• _Aim of the task_
Search the records below for the string "keywords", and report each line that contains it.

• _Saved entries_
========================================
PR #354, opened 2021-03-03
Avoid diagnostic thread crash when some token has no row/col information

lucywang000:
I have a macro that creates new bindings, and I'm writing a custom hook for it so clj-kondo could lint it correctly. Because the macro creates new bindings out of nowhere, the generated token nodes has no row/col information, which made the clojure-lsp diagnostic thread crash in the [`shared/->range`](https://github.com/clojure-lsp/clojure-lsp/blob/master/src/clojure_lsp/shared.clj#L89) function:

```
2021-03-03T07:13:38.979Z dev.local WARN [clojure-lsp.shared:95] - error in ->range, element =  {:end-row nil, :end-col nil, :type :unused-binding, :filename "foo.clj", :message "unused binding request", :row nil, :col nil, :level :warning}atch-8
                                              java.lang.Thread.run              Thread.java:  832
                                                               ...
clojure.core.async.impl.concurrent/counted-thread-factory/reify/fn           concurrent.clj:   29
                java.util.concurrent.ThreadPoolExecutor$Worker.run  ThreadPoolExecutor.java:  630
                 java.util.concurrent.ThreadPoolExecutor.runWorker  ThreadPoolExecutor.java: 1130
                                                               ...
             clojure.core.async.impl.channels.ManyToManyChannel/fn             channels.clj:  135
                       clojure.core.async.impl.ioc-macros/take!/fn           ioc_macros.clj:  991
      clojure.core.async.impl.ioc-macros/run-state-machine-wrapped           ioc_macros.clj:  982
              clojure.core.async.impl.ioc-macros/run-state-machine           ioc_macros.clj:  978
                     clojure-lsp.main/run/fn/state-machine--auto--                 main.clj:  396
                  clojure-lsp.main/run/fn/state-machine--auto--/fn                 main.clj:  396
               clojure-lsp.feature.file-management/analyze-changes      file_management.clj:  114
                            clojure-lsp.feature.diagnostics/notify          diagnostics.clj:   26
                                                 clojure.core/mapv                 core.clj: 6908
                                               clojure.core/reduce                 core.clj: 6833
                                       clojure.core.protocols/fn/G            protocols.clj:   13
                                         clojure.core.protocols/fn            protocols.clj:   75
                                 clojure.core.protocols/seq-reduce            protocols.clj:   31
                                       clojure.core.protocols/fn/G            protocols.clj:   19
                                         clojure.core.protocols/fn            protocols.clj:  136
                                                               ...
                                              clojure.core/mapv/fn                 core.clj: 6917
         clojure-lsp.feature.diagnostics/kondo-finding->diagnostic          diagnostics.clj:   12
                                        clojure-lsp.shared/->range               shared.clj:   92
                                                               ...
java.lang.NullPointerException: Cannot invoke "Object.getClass()" because "x" is null
```

### DIFF
--- a/src/clojure_lsp/shared.clj
+++ b/src/clojure_lsp/shared.clj
@@ -87,12 +87,16 @@
   (string/replace uri project-root ""))
 
 (defn ->range [{:keys [name-row name-end-row name-col name-end-col row end-row col end-col] :as element}]
-  (when element
-    {:start {:line (max 0 (dec (or name-row row))) :character (max 0 (dec (or name-col col)))}
-     :end {:line (max 0 (dec (or name-end-row end-row))) :character (max 0 (dec (or name-end-col end-col)))}}))
+  (try
+    (when (and element (or name-row row))
+      {:start {:line (max 0 (dec (or name-row row))) :character (max 0 (dec (or name-col col)))}
+       :end {:line (max 0 (dec (or name-end-row end-row))) :character (max 0 (dec (or name-end-col end-col)))}})
+    (catch Exception e
+      (log/warn "error in ->range, element = " (pr-str element))
+      (throw e))))
 
 (defn ->scope-range [{:keys [name-row name-end-row name-col name-end-col row end-row col end-col] :as element}]
-  (when element
+  (when (and element (or row name-row))
     {:start {:line (max 0 (dec (or row name-row))) :character (max 0 (dec (or col name-col)))}
      :end {:line (max 0 (dec (or end-row name-end-row))) :character (max 0 (dec (or end-col name-end-col)))}}))
 


lucywang000:
Just found that for some reason another part is throwing with the same error:

```
                                              java.lang.Thread.run                        Thread.java:  832
                java.util.concurrent.ThreadPoolExecutor$Worker.run            ThreadPoolExecutor.java:  630
                 java.util.concurrent.ThreadPoolExecutor.runWorker            ThreadPoolExecutor.java: 1130
                               java.util.concurrent.FutureTask.run                    FutureTask.java:  264
               java.util.concurrent.Executors$RunnableAdapter.call                     Executors.java:  515
     org.eclipse.lsp4j.jsonrpc.json.ConcurrentMessageProcessor.run    ConcurrentMessageProcessor.java:  113
       org.eclipse.lsp4j.jsonrpc.json.StreamMessageProducer.listen         StreamMessageProducer.java:   94
org.eclipse.lsp4j.jsonrpc.json.StreamMessageProducer.handleMessage         StreamMessageProducer.java:  194
                  org.eclipse.lsp4j.jsonrpc.RemoteEndpoint.consume                RemoteEndpoint.java:  187
       org.eclipse.lsp4j.jsonrpc.RemoteEndpoint.handleNotification                RemoteEndpoint.java:  220
         org.eclipse.lsp4j.jsonrpc.services.GenericEndpoint.notify               GenericEndpoint.java:  152
  org.eclipse.lsp4j.jsonrpc.services.GenericEndpoint.lambda$null$0               GenericEndpoint.java:   65
                                                               ...
          jdk.internal.reflect.DelegatingMethodAccessorImpl.invoke  DelegatingMethodAccessorImpl.java:   43
              jdk.internal.reflect.GeneratedMethodAccessor5.invoke
                 clojure-lsp.main.LSPTextDocumentService/didChange                           main.clj:  118
                                   clojure-lsp.handlers/did-change                       handlers.clj:   58
                    clojure-lsp.feature.file-management/did-change                file_management.clj:  122
                                               clojure.core/reduce                           core.clj: 6833
                                       clojure.core.protocols/fn/G                      protocols.clj:   13
                                         clojure.core.protocols/fn                      protocols.clj:   75
                                 clojure.core.protocols/seq-reduce                      protocols.clj:   31
                                       clojure.core.protocols/fn/G                      protocols.clj:   19
                                         clojure.core.protocols/fn                      protocols.clj:  136
                                                               ...
                 clojure-lsp.feature.file-management/did-change/fn                file_management.clj:  126
                  clojure-lsp.feature.file-management/replace-text                file_management.clj:   98
                       clojure-lsp.feature.file-management/offsets                file_management.clj:   82
                                                               ...
java.lang.NullPointerException: Cannot invoke "Object.getClass()" because "x" is null
```

ericdallo (changes requested):
I think this only avoid a exception that can happens in a lot of places, we need to fix the root issue, do you have a small sample where this happens?
We need to understand why the analysis get empty row/col

ericdallo:
@lucywang000 when we call clj-kondo to analyze the code, we only [keep valid elements](https://github.com/clojure-lsp/clojure-lsp/blob/master/src/clojure_lsp/crawler.clj#L139-L142), we need to understand why this element doesn't have the `:row` and `:col`, we heavily rely on row and col for almost every feature, we could ignore that element but features wouldn't work for that, maybe we could fix on the kondo side?

lucywang000:
Hey @ericdallo , here is a minimal repro: https://github.com/lucywang000/bugs-repro/blob/master/repro-clojure-lsp/src/repro.clj

clj-kondo config: https://github.com/lucywang000/bugs-repro/blob/master/repro-clojure-lsp/.clj-kondo/config.edn
custom hook code: https://github.com/lucywang000/bugs-repro/blob/master/repro-clojure-lsp/.clj-kondo/hooks/custom.clj

ericdallo:
I'll take a look soon, thank you!

ericdallo:
So, first we scan the whole classpath:
```bash
$ clj -Sdeps '{:deps {clj-kondo {:mvn/version "2021.03.03"}}}' -m clj-kondo.main  --lint $(lein classpath)
```
Then we lint that specific file and get the findings to check what is returned by clj-kondo to clojure-lsp:
```bash
$ clj -Sdeps '{:deps {clj-kondo {:mvn/version "2021.03.03"}}}' -m clj-kondo.main  --lint src/repro.clj --config '{:output {:format :json}}' | jq .

{
  "findings": [
    {
      "type": "unused-binding",
      "filename": "src/repro.clj",
      "message": "unused binding foo",
      "row": null,
      "col": null,
      "end-row": null,
      "end-col": null,
      "level": "warning"
    },
    {
      "type": "unresolved-symbol",
      "filename": "src/repro.clj",
      "message": "Unresolved symbol: foo1",
      "row": 15,
      "col": 7,
      "end-row": 15,
      "end-col": 11,
      "level": "error"
    }
  ],
  "summary": {
    "error": 1,
    "warning": 1,
    "info": 0,
    "type": "summary",
    "duration": 363,
    "files": 1
  }
}

```
We can see that the `unused binding foo` has no row/col, this way clojure-lsp, we could fix a row/col but it'd be better to make clj-kondo return that correctly.
WDYT @borkdude?

snoe:
1) anaphoric macros are awful and should be avoided if you can.
2) I'll argue this warning is incorrect since it has no positioning. If a finding occurs in a hook without positioning, I think kondo should position it at the macro call (~(10,2) in this case).
```   
   ;; `clj-kondo --lint` prints (correctly):
   ;;   repro-clojure-lsp/src/repro.clj::: warning: unused binding foo
```
3) Same as analysis, we should be throwing out unpositioned `findings` and warning in the log about them as a heads up to fix in kondo. 
(@ericdallo I missed this, but I believe https://github.com/clojure-lsp/clojure-lsp/commit/8b9d1bd7c89ad044138232d7414ddb386571a707 should have also fixed the issue of leaking analysis in kondo instead of hiding the error in here).
4) there might be situations that are no-fix in kondo but let's make sure we have that conversation before addressing it here.

borkdude:
I agree with @snoe: log them and fix them in kondo but don't show to the user or at least not crash :).

ericdallo:
Yes, I agree, that PR of mine just fixed the analysis, this is a finding issue.
So, we can log and not consider that finding until we fix on kondo side

ericdallo:
Fixed the crash on f04d058 @lucywang000, we still need to fix on kondo side I imagine to clj-kondo return the position correctly, should we open a clj-kondo issue for that @borkdude ?

borkdude:
Yes please.

ericdallo:
https://github.com/clj-kondo/clj-kondo/issues/1193

lucywang000:
Thanks @ericdallo !

PR #357, opened 2021-03-04
Fix issue where a full text replacement was not handled

orestis:
I couldn't find any test for handle-change so I decided to open a PR without a test first, so that we can at least verify that it's wanted. I've tested this with Neovim but I couldn't get it to send any changes with ranges, so some manual verification needs to happen until a test is added...

### DIFF
--- a/src/clojure_lsp/feature/file_management.clj
+++ b/src/clojure_lsp/feature/file_management.clj
@@ -104,7 +104,6 @@
   "Handle a TextDocumentContentChangeEvent"
   [old-text change]
   (let [new-text (:text change)]
-    ;; there's also rangeLength but it's deprecated
     (if-let [r (:range change)] 
       (let [{{start-line :line
               start-character :character} :start
@@ -114,7 +113,6 @@
       ;; If range and rangeLength are omitted the new text is considered to be
       ;; the full content of the document.
       new-text)))
-
 
 (defn analyze-changes [{:keys [uri text version]}]
   (let [notify-references? (get-in @db/db [:settings :notify-references-on-file-change] false)]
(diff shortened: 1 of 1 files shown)


src/clojure_lsp/feature/file_management.clj
```diff
@@ -119,11 +135,9 @@
 (defn did-change [uri changes version]
   (loop [state-db @db/db]
     (let [old-text (get-in state-db [:documents uri :text])
-          final-text (reduce (fn [old-text {new-text :text {{start-line :line
-                                                             start-character :character} :start
-                                                            {end-line :line
-                                                             end-character :character} :end} :range}]
-                               (replace-text old-text new-text start-line start-character end-line end-character)) old-text changes)]
+          final-text (reduce (fn [old-text change]
+                               (handle-change old-text change)) old-text changes)]
```
ericdallo, line 139:
```suggestion
          final-text (reduce handle-change old-text changes)]
```

src/clojure_lsp/feature/file_management.clj
```diff
@@ -100,6 +100,22 @@
                          (subs original end-offset (count original))]]
     (string/join [prefix replacement suffix])))
 
+(defn ^:private handle-change 
+  "Handle a TextDocumentContentChangeEvent"
+  [old-text change]
+  (let [new-text (:text change)]
+    ;; there's also rangeLength but it's deprecated
```
ericdallo, line 107:
```suggestion
```

src/clojure_lsp/feature/file_management.clj
```diff
@@ -100,6 +100,22 @@
...
+      (let [{{start-line :line
+              start-character :character} :start
+             {end-line :line
+              end-character :character} :end} r]
+        (replace-text old-text new-text start-line start-character end-line end-character))
+      ;; If range and rangeLength are omitted the new text is considered to be
+      ;; the full content of the document.
+      new-text)))
+
+
```
ericdallo, line 118:
```suggestion
```

ericdallo (approved):
Added some suggestions but looks good, a test for that would be handy indeed, but don't need to add on this PR.

ericdallo (approved):
Tested and it works, thank you for your contribution!

PR #383, opened 2021-03-24
Fix keyword rename

rvlo:
Renaming keywords sometimes go terribly wrong. And it is very useful to be able to reliably do so when using re-frame or namespaced map keys (think datomic, crux or any other database-like use).

The tests show exactly how.


ericdallo:
Thank you!
I was not aware of the issue, I'll take a look soon today

snoe:
It's not obvious from the tests, but one thing that should not be possible is to rename a keyword from a destructuring binding.

Renaming with cursor at `|`:
`:x (let [{:keys [:x|]} foo] x)` => `(:x (let [{:keys [:y]} y)`

So renaming in this situation is an operation on the **local var** not on the keyword that shares the space.

rvlo:
@snoe, that test case is already implemented here:
https://github.com/clojure-lsp/clojure-lsp/blob/d694221b122d0a34d1e404425d52379b0ceddf2c/test/clojure_lsp/handlers_test.clj#L271-L287

In the case you mentioned, the keyword is actually in the `:locals` bucket. The `rename-changes` function acts as a dispatcher:
https://github.com/clojure-lsp/clojure-lsp/blob/d694221b122d0a34d1e404425d52379b0ceddf2c/src/clojure_lsp/feature/rename.clj#L92-L105

And even if it wasn't, even if in the `keywords` bucket, the `rename-keyword` function only handles namespaced keywords. As restricted here:
https://github.com/clojure-lsp/clojure-lsp/blob/d694221b122d0a34d1e404425d52379b0ceddf2c/src/clojure_lsp/feature/rename.clj#L107-L113

Please take these comments as me "speaking out loud" my understandings so somebody could correct me if I got something wrong.

ericdallo:
Just to add to here, I added rename I terrarium tests to master yesterday, they may help us to understand the behavior or fix it :)

ericdallo (approved):
Looks really good, thank you for the contribution! Especially the integration tests ;)

PR #395, opened 2021-04-05
Update installer version parsing

rnadler:
A line was added to the ```--version``` output in https://github.com/clojure-lsp/clojure-lsp/commit/68ea1eb0f790502a74b80711d8e6280856defa5e which broke the installer script. 

This is a simple change to resolve the issue.


ericdallo (approved):
Thanks for the contribution!

PR #397, opened 2021-04-06
Fix for duplicate edits in cljc keyword renaming

rvlo:
Renaming ::click to ::click-now was resulting in ::click-now-now in cljc
files because clj-kondo analysis includes duplicate entries, one with
{:lang :clj} and another with {:lang :cljs}


ericdallo:
Nice, would you mind creating an integration test for that case as well?

rvlo:
> Nice, would you mind creating an integration test for that case as well?

Not at all. Just changed clj files to cljc. Without the fix, we get duplicate edits. With the fix, it works as expected.

ericdallo (approved):
LGTM, @rvlo to merge, could you add an entry in `CHANGELOG.md`?

rvlo:
Like this?

Issue #399, opened 2021-04-07
code formatting stops certain paredit actions


benedekfazekas:
**Describe the bug**

`paredit-forward-slurp-sexp` not working properly when clojure-lsp is enabled on a clojure buffer. it works for the following scenario:
`(foo|) bar` -> `(foo bar)`
but it fails for
`(foo|) (bar)`
nothing happens

for the first, working scenario in the *Messages* buffer I can see
`LSP :: No formatting changes provided`

for the second, failing scenario in the *Messages* buffer:
```
LSP :: Applying 1 edits to `shell.clj' ...
Applying 1 edits to `shell.clj' ...done
```

killing the clojure-lsp server manually fixes the problem, also setting `(setq lsp-enable-indentation nil)` seems to be a workaround

have not tested other paredit actions but others may be affected as well.

**User details (please complete the following information):**
 - OS: MacOS
 - Editor emacs 27.1
 - Version: (post the result of `clojure-lsp --version`)

```
clojure-lsp 2021.03.30-20.42.34
clj-kondo 2021.03.22-SNAPSHOT
```

let me know if you need more info to reproduce, thanks for the amazing clojure-lsp!

ericdallo:
Yeah, I'm having the same issue recently, not sure it's a lsp-mode or clojure-lsp issue yet,
Could you test if it happens in older clojure-lsp versions?

benedekfazekas:
how older should i downgrade to?

benedekfazekas:
my lsp mode is `lsp-mode-20210407.736` just upgraded packages

ericdallo:
Maybe test 2 or 3 clojure-lsp previous releases, this helps finding the release that introduced the bug

benedekfazekas:
will try, i will get back to you if I find a working version

ericdallo:
I'm trying to repro right now and don't get the issue anymore... It seems to be some kind of corner case.
Also, I think this is related to #127

ericdallo:
I confirmed the issue started happens on https://github.com/clojure-lsp/clojure-lsp/releases/tag/2021.03.26-23.41.07, not sure why yet

ericdallo:
I confirmed the bug was introduced with [this `refactoring-async` merge](https://github.com/clojure-lsp/clojure-lsp/commit/b0d872357f3bb3681f2a324e2734a672928775c8), git reverting this commit fix the issue, @snoe could you help identify the issue on that merge please?

[...]

PR #401, opened 2021-04-07
Fix async-refactor branch

ericdallo:
This branch caused a regression on formatting for some reason: #399 and #396


ericdallo:
Merging the revert as temporary fix until we find the root cause

PR #409, opened 2021-04-24
Bump clj-flx with VERY significant performance improvements for workspace symbol filtering

anonimitoraf:
I'm sorry I procrastinated benchmarking.
I found out that my initial implementation was very slow.

For example, calculating the score of candidate `quite a very long candidate string` against search string `quite a long string` would take 2000ms.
========================================
• _Answer_
Renaming keywords sometimes go terribly wrong. And it is very useful to be able to reliably do so when using re-frame or namespaced map keys (think datomic, crux or any other database-like use).
And even if it wasn't, even if in the `keywords` bucket, the `rename-keyword` function only handles namespaced keywords. As restricted here:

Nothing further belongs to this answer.